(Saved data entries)
PR #803, opened 2026-07-30
fix(security): hook commands use absolute node path (bare node = silent governance-gate bypass on nvm)

VTolnai:
## Root cause: DESIGN error, not configuration

The gate-injection code in `agent-scaffold.ts` wrote PreToolUse hook commands as bare `node <script>`, implicitly assuming `node` is resolvable in the hook's execution environment. Hooks run under `/bin/sh -c` with a **non-interactive PATH**: on nvm-based installs `node` is absent there, the hook exits 127, and Claude Code treats a non-2 exit as a **non-blocking** hook error -- the tool call is let through.

Net effect: all three governance hard-gates (**email-send-gate**, **self-pace-gate**, **egress-gate**) were silently non-enforcing on nvm installs, while looking fully wired in settings.json. Found in production via repeated `/bin/sh: 1: node: not found` PreToolUse warnings in an agent pane; confirmed by a two-mode test (bare `node` -> exit 127, call passes; absolute node -> `permissionDecision: deny`).

## Fix

- `HOOK_NODE_BIN = process.execPath` (the absolute binary of the node running the server) used in all four gate-command sites (email, self-pace, egress inject + egress ensure).
- `ensureEgressGate` now treats a legacy bare-`node` entry as NOT wired, so it upgrades it in place at startup instead of skipping.
- New `ensureGovernanceGateCommands` startup migration upgrades existing sub-agents' email/self-pace gate commands without waiting for the next respawn.

## Verification

- Full suite green on this base: 222 files, 3048 passed / 1 skipped.
- Live verify after deploy: every agent's settings.json carries absolute-path gate commands; functional deny test blocks a non-allowlisted WebFetch and logs to `store/egress-blocked.log`.

### DIFF
--- a/src/__tests__/hook-command-quoting.test.ts
+++ b/src/__tests__/hook-command-quoting.test.ts
@@ -1,0 +1,120 @@
+import { describe, it, expect, afterEach } from 'vitest'
+import { mkdirSync, rmSync, readFileSync, writeFileSync, existsSync } from 'node:fs'
+import { join } from 'node:path'
+import {
+  HOOK_NODE_BIN,
+  hookCommand,
+  hookCommandWired,
+  injectEmailSendGate,
+  injectSelfPaceGate,
+  injectEgressGate,
+  ensureEgressGate,
+  ensureGovernanceGateCommands,
+} from '../web/agent-scaffold.js'
+import { PROJECT_ROOT } from '../config.js'
+
+// Review feedback on PR #803, pinned as tests:
+//  1. every injector must write a QUOTED absolute interpreter path -- an
+//     unquoted execPath with a space in it is split by `sh -c`, exit 127,
+//     silently non-enforcing: the exact failure the PR closes, reintroduced;
+//  2. the wired-already comparison must be the JSON-escaped one everywhere,
+//     otherwise a backslash (Windows) path never settles and every boot
+//     rewrites settings.json;
+//  3. the ensure* migrations must be idempotent: second call returns false.
+
+const TEST_AGENT = 'hookquoting-test-agent'
+const testAgentDir = join(PROJECT_ROOT, 'agents', TEST_AGENT)
+
+afterEach(() => {
+  rmSync(testAgentDir, { recursive: true, force: true })
+})
+
+function ptuCommands(settings: Record<string, unknown>): string[] {
+  const hooks = settings.hooks as Record<string, unknown>
+  const ptu = hooks.PreToolUse as { hooks: { command: string }[] }[]
+  return ptu.flatMap((e) => e.hooks.map((h) => h.command))
+}
+
+describe('hookCommand builder', () => {
+  it('quotes BOTH the interpreter and the script path', () => {
+    const cmd = hookCommand('/some/dir/gate.mjs')
+    expect(cmd).toBe(`"${HOOK_NODE_BIN}" "/some/dir/gate.mjs"`)
+  })
+})
+
+describe('injectors write a quoted absolute interpreter, never a bare node', () => {
+  for (const [label, inject] of [
+    ['injectEmailSendGate', injectEmailSendGate],
+    ['injectSelfPaceGate', injectSelfPaceGate],
+    ['injectEgressGate', injectEgressGate],
+  ] as const) {
+    it(label, () => {
+      const s: Record<string, unknown> = {}
+      inject(s)
+      const commands = ptuCommands(s)
+      expect(commands.length).toBeGreaterThan(0)
+      for (const cmd of commands) {
+        expect(cmd.startsWith(`"${HOOK_NODE_BIN}" "`)).toBe(true)
+        expect(cmd).not.toMatch(/^node /)
+      }
+    })
+  }
+})
+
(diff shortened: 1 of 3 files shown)


Szotasz:
Verified the diagnosis and the fix direction: both are right. A bare `node` in a hook command is resolved against the non-interactive PATH the hook runs under, and where that lacks node the hook exits 127, which is treated as a non-blocking error, so the gate silently stops enforcing while `settings.json` still looks fully wired. Using the absolute binary of the running server is the correct answer, because that binary exists by definition on the host that spawns the agents.

Three things I would fold in before it lands. The first two are measured, not read off the diff.

**1. Two different comparisons for the same job, in the same file, and they disagree.** The new `ensureGovernanceGateCommands` compares JSON-escaped (`JSON.stringify(cmd).slice(1, -1)`), which is right. `ensureEgressGate` searches for the raw command string inside the JSON. On a backslash path the two disagree: I ran both against the same input, and the raw form returns false exactly where the escaped form returns true.

The effect is on the migration, not on enforcement: the re-injected command is still the correct absolute one, so the gate does enforce. What never settles is the idempotency check. On such an install every boot sees "not wired", rewrites `settings.json` and logs another backfill line, indefinitely. The escaped form you already used elsewhere is the one to keep.

**2. A space in the node path reproduces the very failure this PR fixes.** The command is assembled unquoted, so wherever the interpreter path contains a space (a native Windows install under `C:\Program Files\nodejs`, or a home directory with a space in it) the shell splits it at the space, the hook dies with exit 127, and the gate is silently non-enforcing again. That is precisely the failure mode this PR exists to close, reintroduced through a different door.

It also passes the safety check unnoticed: I ran that check on five variants of the command string, and it reports the spaced and Windows-style forms as safe, so the broken command is written into settings without complaint. Quoting both parts fixes it, and I checked that the quoted form still passes the same check, so there is no side effect:

```
`"${HOOK_NODE_BIN}" "${scriptPath}"`
```

**3. No test in the PR.** For a fix whose subject is "the gate looked wired and was not", it would help to pin the behaviour. Two cheap ones in the style of the existing hook tests: that each injector writes an absolute interpreter path rather than a bare `node`, and that calling the ensure function twice returns false the second time. The second would fail today on a backslash path, so it also covers point 1.

**One question, not a claim.** The comment says the startup migration upgrades running agents without waiting for a respawn. Does a running session actually re-read `settings.json`, or does the change take effect at the next session start? I did not restart anything to check, so I am asking rather than asserting.

For context on where this bites: on a host where node is on the PATH the gates do enforce today, for main-agent and sub-agent calls alike, so this is not fixing a visible symptom everywhere. It matters on installs where the interpreter is not on the hook's PATH, and there it matters a lot.

Szotasz:
Köszönjük a PR-t, és elnézést, hogy ez a fenti észrevételekből kimaradt: a branch időközben konfliktusba került a `develop`-pal (`mergeable: CONFLICTING`). Az ok nem a te változtatásod, hanem egy azóta bement másik PR, amely ugyanazt a fájlt érinti (`src/web/agent-scaffold.ts`).

Kérünk egy rebase-t a friss `develop`-ra. A fenti véleményem tartalmilag változatlanul áll, a PR feje azóta nem mozdult, tehát a rebase után csak a konfliktus-feloldást kell átnéznünk, az egész PR-t nem mérjük újra.

VTolnai:
All three points folded in, and the branch is rebased onto current `develop` (the `agent-scaffold.ts` conflict was additive on both sides -- your new fetch-host/owner-domain helpers and this PR's `ensureGovernanceGateCommands` landed in the same spot; resolution keeps both, upstream first).

**What changed (head `71ee934`):**

1. **One comparison for the same job** -- `hookCommandWired()` is now the single wired-already predicate (the JSON-escaped compare you identified as the correct one), used by `ensureEgressGate` and `ensureGovernanceGateCommands` alike. The raw-includes form is gone.
2. **Quoted on both halves** -- `hookCommand()` is the single builder every injector and every ensure* uses: `"execPath" "scriptPath"`. Verified the quoted form still passes `isUnsafeHookCommand` (its script-path regex stops before quotes, so the existsSync check still fires on the right substring). One side effect worth naming: existing installs with the unquoted absolute-path entries will see exactly one more rewrite at next boot (the quoted form does not match the old entry), after which the check settles.
3. **Tests** (`src/__tests__/hook-command-quoting.test.ts`) -- injectors write a quoted absolute interpreter and never a bare `node`; the escaped compare settles on a Windows-style backslash path exactly where the raw compare does not (your point 1, pinned); and both ensure* migrations return true-then-false on a double call, including the legacy bare-`node` upgrade path.

**Your question about running sessions:** you were right to ask -- a running session does NOT re-read `settings.json`; hooks are captured at session start. The startup migration makes the upgrade zero-touch, not instantaneous: the rewritten command takes effect at each agent's next (re)spawn, which in this fleet happens routinely (watchdog restarts, nightly respawns), so the window is hours, not weeks. The docstring that claimed "without waiting for their next respawn" now says exactly this.

**Verified on the new head:** `tsc` clean, full vitest suite 227 files, 3131 passed / 1 skipped, zero failures.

TASK STATEMENT
Return word for word the lines above from the line with "The effect is" to the line with "covers point 1.", including both and leaving out all others.

SOLUTION FOR THIS TASK
The effect is on the migration, not on enforcement: the re-injected command is still the correct absolute one, so the gate does enforce. What never settles is the idempotency check. On such an install every boot sees "not wired", rewrites `settings.json` and logs another backfill line, indefinitely. The escaped form you already used elsewhere is the one to keep.

**2. A space in the node path reproduces the very failure this PR fixes.** The command is assembled unquoted, so wherever the interpreter path contains a space (a native Windows install under `C:\Program Files\nodejs`, or a home directory with a space in it) the shell splits it at the space, the hook dies with exit 127, and the gate is silently non-enforcing again. That is precisely the failure mode this PR exists to close, reintroduced through a different door.

It also passes the safety check unnoticed: I ran that check on five variants of the command string, and it reports the spaced and Windows-style forms as safe, so the broken command is written into settings without complaint. Quoting both parts fixes it, and I checked that the quoted form still passes the same check, so there is no side effect:

```
`"${HOOK_NODE_BIN}" "${scriptPath}"`
```

**3. No test in the PR.** For a fix whose subject is "the gate looked wired and was not", it would help to pin the behaviour. Two cheap ones in the style of the existing hook tests: that each injector writes an absolute interpreter path rather than a bare `node`, and that calling the ensure function twice returns false the second time. The second would fail today on a backslash path, so it also covers point 1.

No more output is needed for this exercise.